ZipcodeZoo.com

InfoTags

A Step toward Self-Cleaning Data Distribution Systems

This page describes a project to capture user input on errors in data elements, efficiently share that user input, and correct those data elements.

Overview

A unit of information (“data element”) is added to a central database along with comments about that data element. To that data element is attached metadata that helps understand the original context of that data element. To the comments might be attached info about the author of the comment. The comments might pertain to the accuracy of that information. Interested parties could access the database, view data elements and comments, and possibly agree on the incorrectness of the data element, recording this in the database as well. At a later time, that party might issue a new data element.

Problems Addressed

The project is expected to solve 3 problems:

  1. DDT in the Food Chain. One set of facts that is of great importance to ZipcodeZoo is the observation data that we will be acquiring from GBIF and using for our maps. A published map of Panthera Leo (African Lion) makes it clear that we should question the accuracy of information about the geographic distribution of species in the wild.

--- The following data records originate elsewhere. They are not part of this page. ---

PR #8249, opened 2024-12-12
fix: pre-request script variable hostname certificate resolution [INS-4733]

ryan-willis:
This fixes two distinct, but closely related issues:

When using a variable reference in the request URL for the hostname and a pre-request script with non-empty contents, client certs would be filtered using the un-rendered template text before sending the request and yield an error (part 1 of the new smoke test).

When gathering context to send a request that has a pre-request script with non-empty contents, the first cert in the list was always selected, disregarding the disabled flag and the hostname on the cert (part 2 of the new smoke test).

### DIFF
--- a/packages/insomnia-sdk/src/objects/insomnia.ts
+++ b/packages/insomnia-sdk/src/objects/insomnia.ts
@@ -168,20 +168,15 @@ export async function initInsomniaObject(
         localVars: localVariables,
     });
 
-    const reqUrl = toUrlObject(rawObj.request.url);
-    reqUrl.addQueryParams(
-        rawObj.request.parameters
-            .filter(param => !param.disabled)
-            .map(param => ({ key: param.name, value: param.value }))
-    );
+    // replace all variables in the raw URL before parsing it
+    const sanitizedRawUrl = `${rawObj.request.url}`.replace(/{{\s*\_\./g, '{{');
+    const renderedRawUrl = variables.replaceIn(sanitizedRawUrl);
 
-    // hack: sanitize a template reference if it exists in the hostname
-    // so we can filter certificates without a full render on the request
-    const host = reqUrl.getHost().replace(/{{\s*\_\./g, '{{');
-    const renderedHost = variables.replaceIn(host);
+    // parse the URL to get the host + protocol
+    const renderedUrl = toUrlObject(renderedRawUrl);
 
-    const renderedBaseUrl = toUrlObject(`${reqUrl.protocol}//${renderedHost}`);
-
+    // filter client certificates by the rendered base URL
+    const renderedBaseUrl = toUrlObject(`${renderedUrl.protocol || 'http:'}//${renderedUrl.getHost()}`);
     const filteredCerts = filterClientCertificates(rawObj.clientCertificates || [], renderedBaseUrl.toString());
     const existingClientCert = filteredCerts != null && filteredCerts.length > 0 && filteredCerts[0];
     const certificate = existingClientCert ?
@@ -201,6 +196,13 @@ export async function initInsomniaObject(
         rawObj.settings.httpsProxy,
         rawObj.settings.proxyEnabled,
         rawObj.settings.noProxy,
+    );
+
+    const reqUrl = toUrlObject(rawObj.request.url);
+    reqUrl.addQueryParams(
+        rawObj.request.parameters
+            .filter(param => !param.disabled)
+            .map(param => ({ key: param.name, value: param.value }))
     );
 
     const reqOpt: RequestOptions = {
--- a/packages/insomnia-sdk/src/objects/insomnia.ts
+++ b/packages/insomnia-sdk/src/objects/insomnia.ts
@@ -177,7 +177,7 @@ export async function initInsomniaObject(
 
     // hack: sanitize a template reference if it exists in the hostname
     // so we can filter certificates without a full render on the request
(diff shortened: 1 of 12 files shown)


marckong (dismissed):
lgtm!

marckong (dismissed):

packages/insomnia-sdk/src/objects/insomnia.ts
```diff
@@ -167,16 +168,31 @@ export async function initInsomniaObject(
         localVars: localVariables,
     });
 
-    const existClientCert = rawObj.clientCertificates != null && rawObj.clientCertificates.length > 0;
-    const certificate = existClientCert && rawObj.clientCertificates[0] ?
+    const reqUrl = toUrlObject(rawObj.request.url);
```
ihexxa: This makes sense to me to move this part from below, pls notice that the url parsing is not reliable for all cases as there could be templates in it (there's one card for it). such as representing both host and path with tag `{{_.srvr}}{{ _.path }}`, then this url will not be rendered as expected.

packages/insomnia-sdk/src/objects/insomnia.ts
```diff
@@ -167,16 +168,31 @@ export async function initInsomniaObject(
...
+    const renderedHost = variables.replaceIn(host);
+
+    const renderedBaseUrl = toUrlObject(`${reqUrl.protocol}//${renderedHost}`);
+
+    const filteredCerts = filterClientCertificates(rawObj.clientCertificates || [], renderedBaseUrl.toString());
+    const existingClientCert = filteredCerts != null && filteredCerts.length > 0 && filteredCerts[0];
+    const certificate = existingClientCert ?
         {
-            disabled: rawObj.clientCertificates[0].disabled,
+            disabled: existingClientCert.disabled,
```
ihexxa, line 184: You might notice that there seems no perfect way to transform it between 2 sides, I'm thinking if we could just leave the certificate undefined at the beginning, if user specified the cert in the script, we prepend to the cert list, or return the original certs, pls let me know what you think.

packages/insomnia-sdk/src/objects/insomnia.ts
```diff
@@ -167,16 +168,31 @@ export async function initInsomniaObject(
...
+            .filter(param => !param.disabled)
+            .map(param => ({ key: param.name, value: param.value }))
+    );
+
+    // hack: sanitize a template reference if it exists in the hostname
+    // so we can filter certificates without a full render on the request
+    const host = reqUrl.getHost().replace(/{{\s*\_\./g, '{{');
+    const renderedHost = variables.replaceIn(host);
+
+    const renderedBaseUrl = toUrlObject(`${reqUrl.protocol}//${renderedHost}`);
```
ihexxa: There could be one edge case here when user doesn't specify the protocol then `reqUrl.protocol` will be empty.

packages/insomnia-smoke-test/tests/smoke/mtls.test.ts
```diff
@@ -0,0 +1,73 @@
...
+  // ensure disabling the cert actually disables it
+  await page.getByRole('button', { name: 'Add Certificates' }).click();
+  await page.locator('[data-test-id="client-certificate-toggle"]').click();
+  await page.getByRole('button', { name: 'Done' }).click();
+  await page.getByLabel('Request Collection').getByTestId('pet 2').press('Enter');
+
+  await page.getByRole('button', { name: 'Send', exact: true }).click();
+  await expect(statusTag).toContainText('401 Unauthorized');
+  await expect(responseBody).toContainText('Client certificate required');
+
```
ihexxa, line 72: 👍

ihexxa (commented):
Added some comments and feel free to let me know your thoughts, also thanks for looking into this complicated issue.

packages/insomnia-sdk/src/objects/insomnia.ts
ryan-willis: Good point. I tried to avoid running the url through a full render but it looks like we might need to do that to cover this case

packages/insomnia-sdk/src/objects/insomnia.ts
ryan-willis: I see. I'll default to `http`

packages/insomnia-sdk/src/objects/insomnia.ts
ryan-willis: Now that I'm looking at this again, I _could_ perform the template render hack prior to calling `getHost`, what do you think?

packages/insomnia-sdk/src/objects/insomnia.ts
ryan-willis: I'd much rather return original certs, but I'm thinking we revamp this later

ihexxa (approved):

packages/insomnia-sdk/src/objects/insomnia.ts
ihexxa: We also have a plan to improve the `replaceIn` method, let's optimize it later.

packages/insomnia-sdk/src/objects/insomnia.ts
ihexxa: Yes we can revamp it later and the prepend operation is for those cases who would like to update the cert through script.

PR #8256, opened 2024-12-18
fix: runner select all

CurryYangxx:
a keyboard shortcut `⌘ Cmd + A` can select all grid list items and let `selectedKeys` to be `all`, we need to handle this case


packages/insomnia/src/ui/routes/runner.tsx
```diff
@@ -476,10 +476,10 @@ export const Runner: FC<{}> = () => {
       ? Array.from(reqList.items)
         .filter(item => item.ancestorIds.includes(targetFolderId))
```
CurryYangxx: is this filter necessary?

ihexxa: It looks like we can drop it.

ihexxa (dismissed):
Thanks for the fix 👍 .

CurryYangxx:
will merge after 10.3

ihexxa (approved):

PR #8269, opened 2024-12-25
fix: editor did not unlock after websocket disconnect

### LINKED ISSUE #8265: URL lock occurs after WebSocket connection and cannot be unlocked until switching requests
### Expected Behavior

    Given I have a WebSocket request in Insomnia
    When I connect to the WebSocket server
    Then the URL input field should be locked and not editable
    And the URL input field should remain locked
    But the URL input field should unlock when the WebSocket connection is closed without switching to another request
    And I should be able to change the parameters in the URL input field after unlocking

### Actual Behavior

the URL input field remains locked until I switch to a different request

- Local only

### Insomnia Version

Version: Insomnia 10.3.0

macOS

### Operating System Version

15.1.1 (24B91)

### Installation method

download

idk (made a request in discussions for help)

CurryYangxx:
close #8265


cwangsmv (approved):
lgtm, update the editor readonly settings after readOnly property is changed

PR #8274, opened 2025-01-06
fix: smoke failed in github action

### LINKED ISSUE #42510: [Bug]: The SUID sandbox helper binary was found, but is not configured correctly. Rather than run without sandboxing I'm aborting now.
### Preflight Checklist

- [X] I have read the [Contributing Guidelines](https://github.com/electron/electron/blob/main/CONTRIBUTING.md) for this project.
- [X] I agree to follow the [Code of Conduct](https://github.com/electron/electron/blob/main/CODE_OF_CONDUCT.md) that this project adheres to.
- [X] I have searched the [issue tracker](https://www.github.com/electron/electron/issues) for a bug report that matches the one I want to file, without success.

### Electron Version

30.1.0

Ubuntu

### Operating System Version

Kubuntu 24.04

### What arch are you using?

x64

### Last Known Working Electron version

Unknown

### Expected Behavior

Upgrading Kubuntu from `23.10` to `24.04` should not cause this error even after clearing `node_modules` and running `yarn cache clean`.

I also manually ensured there were no cached versions of Electron.

### Actual Behavior

This error persists and I cannot run our project.

### Testcase Gist URL

_No response_

### Additional Information

Only began after upgrading Kubuntu to 24.04.

CurryYangxx:
The smoke test action failed in the `ubuntu-latest` image: https://github.com/Kong/insomnia/actions/runs/12629124914/job/35186437717

So we fixed the ubuntu image version to `ubuntu-22.04` temporarily.
Consider reset after the issue is fixed: https://github.com/electron/electron/issues/42510

### DIFF
--- a/.github/workflows/release-recurring.yml
+++ b/.github/workflows/release-recurring.yml
@@ -30,7 +30,7 @@ jobs:
             build-targets: "zip"
           - os: "windows-latest"
             build-targets: "portable"
-          - os: "ubuntu-latest"
+          - os: "ubuntu-22.04"
             build-targets: "tar.gz"
     steps:
       - name: Checkout branch
--- a/.github/workflows/test.yml
+++ b/.github/workflows/test.yml
@@ -18,7 +18,7 @@ concurrency:
 jobs:
   Test:
     timeout-minutes: 20
-    runs-on: ubuntu-latest
+    runs-on: ubuntu-22.04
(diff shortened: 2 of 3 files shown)


ihexxa (approved):
We can update it back when our tests work for ubuntu 24.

GBIF created none of these errors – they came up the food chain from their providers. If it is true that up to 30% of published observation records are wrong, that’s a lot of DDT in the food chain. The ideal system would allow data cleaning to move through the provider network even more efficiently than errors move through that network. And the ideal system would allow corrections to happen at any time, from any point in the network.
  2. Recurring Nightmares. In a partnership between a web site such as ZipcodeZoo or EOL and a data provider, regular transfers of data from one level of the system to the next are expected. ZipcodeZoo, for instance, will be importing 158 million GBIF records 6-12 times a year. A properly designed information tagging system could prevent errors from returning. Rather than manually clean an imported database of these returning errors, a site such as EOL or ZipcodeZoo could elect to not import or use any record with pending comments, or any record marked as “incorrect” by an appropriate party.
  3. Communication Mayhem. In a data provider network, one provider gathers information from other providers, organizes it and aggregates it, and passes this on to yet another provider. GBIF receives data from a provider such as a museum, and passes it on to a provider who will display it on a web site or otherwise use it. At the end of this process is a fourth party, a user viewing a web site such as EOL.org or ZipcodeZoo.com. That user might spot an error, and report it to someone, as happened recently. A Peace Corps volunteer in Mexico wrote ZipcodeZoo with this message: “University of Kansas has 2 specimens of Phrynosoma, one braconnieri and one taurus, from Puebla Mexico listed as being from Namibia. I have sent them a message about it but your database has picked up that error.” So she sent 2 messages, and ZipcodeZoo should now communicate with her, with GBIF, and with someone at the University of Kansas. The communication problem could be solved by allowing the user to send a comment directly to the central database, with the comment automatically attached to the questionable data element. At intervals, participants would review their commented records, and mark (some or all) for removal. Such a record would be replaced, rather than edited.

Plan for a Prototype

Here are preliminary notes for what we plan to do here at ZipcodeZoo, for the purpose of building a working prototype of a self-cleaning system.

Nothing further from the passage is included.